How many lines in the records below contain the word "category"? Answer with the number only.
MATERIALS PROVIDED below:
PR #15860, opened 2025-12-03
chore(workflows/test): drop nodejs 18

hasezoey:
**Summary**

Mongoose already requires 20.19 since 9.0.0. But the Node 18 tests still pass (though reporting unsupported engine)

https://github.com/Automattic/mongoose/blob/5f872fcc78fde68f491fca5e326d82cb08c36371/package.json#L109-L111

Noticed while doing #15859


vkarpov15 (approved):
Thanks :+1:

PR #304, opened 2026-02-07
feat: route web client through GraphProgram execution

aaronsb:
## Summary

- Routes all web client Cypher execution through `POST /programs/execute` instead of raw `POST /query/cypher`
- Reroutes 4 execution points: SearchBar (multi-statement editor), BlockBuilder (block-compiled Cypher), useQueryReplay (saved query replay), DocumentExplorerWorkspace (inter-concept edges)
- Removes `executeCypherQuery()` from web API client — zero callers remain after rerouting
- Adds `programBuilder.ts` helpers (`cypherToStatement`, `statementsToProgram`) to construct GraphProgram ASTs from web app actions
- Adds `mapWorkingGraphToRawGraph()` to bridge server-side WorkingGraph format to client-side RawGraphData

## Context

The web app was the last client sending unnotarized Cypher directly to the database via `POST /query/cypher`. CLI and MCP already use `POST /programs/execute` exclusively. This PR closes the gap — all query execution now goes through the notarized GraphProgram pipeline with validation, safety gates, and execution logging.

The block builder is the human equivalent of the MCP program tool for agents. Both compose GraphPrograms, both now execute through the same pipeline.

## Test plan

- [ ] `cd web && npx tsc -b --noEmit` — type check passes
- [ ] Cypher editor: execute multi-statement script, graph renders
- [ ] Block builder: compile and execute blocks, graph renders
- [ ] Save exploration → reload → replay works
- [ ] Document explorer: inter-concept edges load
- [ ] `grep -r executeCypherQuery web/src/` → zero results

### DIFF
--- a/api/app/lib/polarity_axis.py
+++ b/api/app/lib/polarity_axis.py
@@ -312,11 +312,12 @@ def discover_candidate_concepts_parallel(
     validate_concept_id(positive_pole_id)
     validate_concept_id(negative_pole_id)
 
-    # Fall back to sequential for max_hops > 2 (safety)
+    # Parallel discovery only supports 1-2 hops structurally; higher hops use
+    # the sequential variable-length path query (fast with graph_accel).
     if max_hops > 2:
-        logger.warning(
-            f"max_hops={max_hops} exceeds parallel query limit (2), "
-            "falling back to sequential implementation"
+        logger.info(
+            f"max_hops={max_hops} exceeds parallel implementation limit (2), "
+            "using sequential variable-length path query"
         )
         return discover_candidate_concepts(
             positive_pole_id=positive_pole_id,


aaronsb:
## Review: Route web client through GraphProgram execution

**Scope**: 287 additions, 71 deletions across 9 files. Standard-tier change.

---

### 1. Execution Point Reroutes (4/4 complete and correct)

All four execution points are properly rerouted:

| Site | File | Pattern |
|------|------|---------|
| Cypher editor | `SearchBar.tsx:303-305` | `statementsToProgram` -> `executeProgram` -> `mapWorkingGraphToRawGraph` |
| Block builder | `BlockBuilder.tsx:635-658` | `cypherToStatement` -> `executeProgram` -> `mapWorkingGraphToRawGraph` |
| Query replay | `useQueryReplay.ts:53-57` | `statementsToProgram` -> `executeProgram` -> `mapWorkingGraphToRawGraph` |
| Doc explorer | `DocumentExplorerWorkspace.tsx:222-228` | `cypherToStatement` -> `executeProgram` -> `mapWorkingGraphToRawGraph` |

Each follows the same three-step pattern (build AST, execute, map result), which is good for consistency.

### 2. mapWorkingGraphToRawGraph field mapping -- correct

`cypherResultMapper.ts:187-209` maps all fields from `WorkingGraph` to `RawGraphData`:

- **Nodes**: `concept_id`, `label`, `ontology` (null-coalesced to `'default'`), `description`, plus properties-bag extractions for `search_terms`, `grounding_strength`, `diversity_score`, `evidence_count`
- **Links**: `from_id`, `to_id`, `relationship_type`, `category`, `confidence`, `grounding_strength`

This aligns with the `RawGraphNode` and `RawGraphLink` interfaces. The null-to-undefined coercion (`?? undefined`) is correct for TypeScript optional fields.

The server-side Python models (`RawNode`, `RawLink` in `program.py:391-407`) match the TypeScript `ProgramRawNode` and `ProgramRawLink` types structurally -- field names, types, and optionality all align.

### 3. Type safety: `as unknown as Record<string, unknown>` casts

Four call sites use this cast pattern to pass a typed `GraphProgram` to `executeProgram` which accepts `Record<string, unknown>`. This is a pragmatic workaround for the structural mismatch between `GraphProgram` (typed AST with `version: 1` literal type) and the `Record<string, unknown>` the API client expects.

**Assessment**: Acceptable. The alternative would be changing `executeProgram` to accept `GraphProgram | Record<string, unknown>`, but since the server deserializes from untyped JSON anyway, the cast is cosmetic. The `tsc -b --noEmit` check passes clean, confirming no type holes escape.

**Minor improvement opportunity**: The `executeProgram` signature could accept `program?: GraphProgram | Record<string, unknown>` to eliminate the cast at all call sites. Low priority -- the cast is safe and the pattern is already established in the codebase (e.g., `reportStore.ts` uses the same idiom).

### 4. executeCypherQuery removal -- clean

`grep -r executeCypherQuery web/src/` returns zero results. The method is fully removed from `client.ts` and no callers remain. The `/query/cypher` endpoint path also returns zero references in web/src. Clean removal.

### 5. SearchBar multi-statement handling -- behavioral change worth noting

**Before**: Each statement executed individually in a loop. Each result was merged or subtracted incrementally (`stmt.op === '+' ? merge : subtract`). This meant the `-` operator actually removed nodes from the client-side graph.

**After**: All statements execute as a single `GraphProgram`. The server-side executor handles the set algebra. The final `WorkingGraph` is the complete result, and the client does a single `mergeRawGraphData(mapped)`.

This is correct -- the server-side executor applies `+` and `-` operators during execution, so the returned `WorkingGraph` already reflects all operations. The client no longer needs to know about `-` semantics.

**One dead import**: `mapCypherResultToRawGraph` is still imported in `SearchBar.tsx:26` but never called in the function body. It should be removed from the import to avoid confusion. (Not a bug, just dead code.)

**One dead destructured variable**: `subtractRawGraphData` is still destructured from `useGraphStore` in `useQueryReplay.ts:34` and listed in the dependency array at line 102, but is never called. Same category -- dead reference.

### 6. BlockBuilder reshaping -- works but leaves vestigial code

`BlockBuilder.tsx:641-658` correctly maps `WorkingGraph` results back into the `{ nodes, relationships }` shape that the downstream `internalToConceptId` and `rawNodes` processing expects. The mapping is field-complete.

**However**, the code at lines 669-674 still builds an `internalToConceptId` map and the comment says "No AGE internal ID mapping needed". The comment is accurate -- the map is now a no-op identity mapping (since `n.id` is already the `concept_id`). The map is still technically *used* downstream (it feeds into the old reshape at lines 682-688), so it cannot simply be deleted without refactoring the downstream code. But the comment correctly documents that this is vestigial.

The downstream reshape at lines 682-688 also re-extracts properties that were *just* placed there by the mapping at lines 641-658. This is a double-mapping: `WorkingGraph -> { nodes, relationships } -> rawNodes`. It would be cleaner to feed the `mapped` result directly into the rawNodes/rawLinks pipeline, skipping the intermediate format entirely. That said, this is a refactoring opportunity, not a bug -- the current code produces correct output.

### 7. programBuilder.ts -- clean utility

`cypherToStatement` and `statementsToProgram` are simple, focused, and well-typed. The `metadata: { author: 'human' }` annotation in `statementsToProgram` is a good practice for distinguishing human-originated programs from agent-originated ones in execution logs.

### 8. API client methods -- correct routing

- `executeProgram` posts to `/programs/execute` with 60s timeout (matches the old `executeCypherQuery` timeout)
- `chainPrograms` posts to the same endpoint with `deck` body field and 120s timeout (reasonable for multi-program chains)
- `listPrograms` uses GET `/programs` with query params

The endpoint discrimination (single vs chain mode via presence of `deck` field) matches the server-side `ProgramExecuteRequest` validator.

### Summary

The rerouting is structurally sound. All four execution paths correctly construct program ASTs, execute through the notarized pipeline, and map results to the existing `RawGraphData` format. The `executeCypherQuery` removal is clean.

**Non-blocking findings** (cleanup, not correctness):
1. Dead import: `mapCypherResultToRawGraph` in `SearchBar.tsx:26`
2. Dead destructure: `subtractRawGraphData` in `useQueryReplay.ts:34` and dependency array at line 102
3. Vestigial double-mapping in `BlockBuilder.tsx:641-688` (correct but redundant intermediate format)

None of these block merge.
End of MATERIALS PROVIDED.
## TASK RESPONSE
2